Rudolph the Red-nosed Reindeer is a fictional reindeer with a glowing red nose. He is popularly known as "Santa's 9th Reindeer" and, when depicted, is the lead reindeer pulling Santa's sleigh on Christmas Eve. The luminosity of his nose is so great that it illuminates the team's path through inclement winter weather.

Rudolph first appeared in a 1939 booklet written by Robert L. May and published by Montgomery Ward.[1]

The story is owned by The Rudolph Company, L.P. and has been adapted in numerous forms including a popular song, a television special, and a feature film. Character Arts, LLC manages the licensing for the Rudolph Company, L.P. Although the story and song are not public domain, Rudolph has become a figure of Christmas folklore.

Contents

The story

Cover of one of the books of the Robert L. May story by Maxton Publishers, Inc.

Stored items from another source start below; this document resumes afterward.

PR #64, opened 2021-12-01
Hub reporting RFC

mcalmer:
https://github.com/uyuni-project/uyuni-rfc/blob/hub-reporting-rfc/accepted/00085-hub-reporting.md


mbussolotto:
Couple of things that are not clear for me:
- So we will have a package that it will be installed in the hub and server, right? The package will create the db and support setup, migration etc.. (both in the server and in the hub). Then another configurations created based on the choice we will have:
  * if the hub pulls the server for information (so the hub will know all the server and servers will be "dummy"). If I understand correctly, we are going in this direction.
  * if the server sends autonomously the info to the hub (in this case the server will have info about the hub and the hub will be "dummy")
- Related to the previous one: are we sure the hub should collect the data from the servers, or just store them and send them to an external DB (so the server will send info to the hub autonomously?)
- Timing is something that scares me a little bit, because it will affect the type of report available. E.g. let's supposed to have a report like "number of lock packages in all the system in the last hour": In this case the results would be almost random, because it depends on when the server sends the data (The goal is to get the data from 1000 Servers in maximal 3 hours.).

accepted/00000-hub-reporting.md
```diff
@@ -0,0 +1,177 @@
...
+In summary:
+- DB in Uyuni Hub stores, collects and eventually aggregates data coming from all the DB in Uyuni Server,
+- DB in Uyuni Server stores it own data,
+- The reporting tool can be connected either to the Hub or to any Uyuni Server,
+- all connections are secure.
+
+### The Database Schema
+
+The schema should export the most important tables from the main Uyuni Database as a slightly de-normalized
+variant containing only data which are relevant for a report.
```
moio, line 46: I think it would be fair to say that main Uyuni DB schema is _very_ normalized - which is great from a DB design perspective, but generally difficult to write query against.

Thus, given the goals of this effort, I would have expected a statement like "heavily de-normalized" instead of "slightly" so - what trade-offs are you projecting to balance here?

What pros and cons do you see in denormalizing more or less?

accepted/00000-hub-reporting.md
```diff
@@ -0,0 +1,177 @@
...
+
+Every row should get a report timestamp column (`exported`), which is set to the time when the data
+were exported from the main Uyuni Server database.
+
+Indexes should be set on the typical columns which might be searched for.
+
+Data which belong to the traditional stack only (like osad status) should not be made available in the
+reporting database as the traditional stack will be deprecated soon.
+
+A detailed Database schema is not part of this RFC.
```
moio, line 64: I wholeheartedly agree producing a full schema for the RFC is not appropriate, but would it help to go already into the exercise of listing what are the main tables that we expect (and roughly how many they are), or at least what objects/entities/concepts we intend to cover.

Could a shortlist be added here?

accepted/00000-hub-reporting.md
```diff
@@ -0,0 +1,177 @@
...
+All the other information required (e.g. Uyuni Server info) will be retrieved by already existing configuration.
+
+## Reporting Database
+A reporting DB is setup in all Uyuni Servers and Uyuni Hub nodes to store reporting data.
+The default setup will create a Read/Write user, to manage the database and write the data from it into the Reporting DB.
+This user and the DB connection parameters are written into `/etc/rhn/rhn.conf` similar to the default DB options.
+
+## Initial Setup
+Uyuni Hub should create its own read-only user on the Reporting Databases of the single Servers.
+As the Servers are managed with salt, we will write a state to create an account.
```
moio, line 84: What pros and cons do you see compared to a solution in which the read-only user is automatically created on each Server, and then those credentials are collected via Salt by the Hub?

accepted/00000-hub-reporting.md
```diff
@@ -0,0 +1,177 @@
...
+The username and password are generated on the Hub and provided as pillar data.
+On the server the state take care of the existence of the account and the Hub
+can store the parameters in its database under the system entry.
+
+# Workflow
+
+## Scheduled job: collect from Uyuni DB
+A taskomatic job is responsible to fetch and prepare the data from the main Uyuni
+Database and insert them into the Reporting Database.
```
moio, line 93: What pros and cons do you see in using [Postgres' materialized views](https://www.postgresql.org/docs/13/rules-materializedviews.html) instead of Java code to do the selectiong/processing/inserting?

The Taskomatic job would then have to call `REFRESH MATERIALIZED VIEW reportingschema.reportingtable` for each table in the reporting schema.

accepted/00000-hub-reporting.md
mcalmer: Example: de-normalizing "rhnServer". 

org_id => org name
creator_id => creator name
contact_method_id => method name

This is the kind of normalization we want to do. instead of using IDs to point to single values, we can write the values directly. We also want to remove unimportant values from the report.

But multi value fields like "network interfaces" or maybe virtualization functionality we want to provide via extra tables which still needs to be joined.

With this we let the customer the choise on "how" he want to make use of it in his report.

Not sure if we name it "slightly" or "heavy" de-normalized. Maybe we just say "de-normalized"

accepted/00000-hub-reporting.md
mcalmer: @mackdk maybe you can add what you prepared as an example.

accepted/00000-hub-reporting.md
mcalmer: If we create the password on the hub, we send it only via secured pillar data to the server and it does not need to be stored in plain text on the single server. Only the R/W credentials used on the server itself are stored in the config.
Also credentials the admin creates for his reporting tool do not need to be stored in any kind of config on the server.

I will add this to the text.

accepted/00000-hub-reporting.md
mcalmer: We design already for using an external DB for the report. Materialized Views do not work with a different database and not over network when it is also external.

accepted/00000-hub-reporting.md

Robert L. May created Rudolph in 1939 as an assignment for Montgomery Ward. The retailer had been buying and giving away coloring books for Christmas every year and it was decided that creating their own book would save money. May considered naming the reindeer "Rollo" and "Reginald" before deciding upon using the name "Rudolph".[2] In its first year of publication, 2.4 million copies of Rudolph's story were distributed by Montgomery Ward. The story is written as a poem in the meter of "'Twas the Night Before Christmas". "Rudolph The Red-Nosed Reindeer" is loved by millions and still selling copies. Publication and reprint rights for the book "Rudolph The Red-Nosed Reindeer" are controlled by Pearson Plc.

The song

May's brother-in-law, Johnny Marks, decided to adapt the story of Rudolph into a song. Marks (1909–1985), was a radio producer and wrote several popular Christmas songs. He was born in a New York City suburb and graduated from Colgate University in Hamilton, New York, before traveling to Paris to study music. He had a heroic World War II combat record, winning the Bronze Star and four battle stars.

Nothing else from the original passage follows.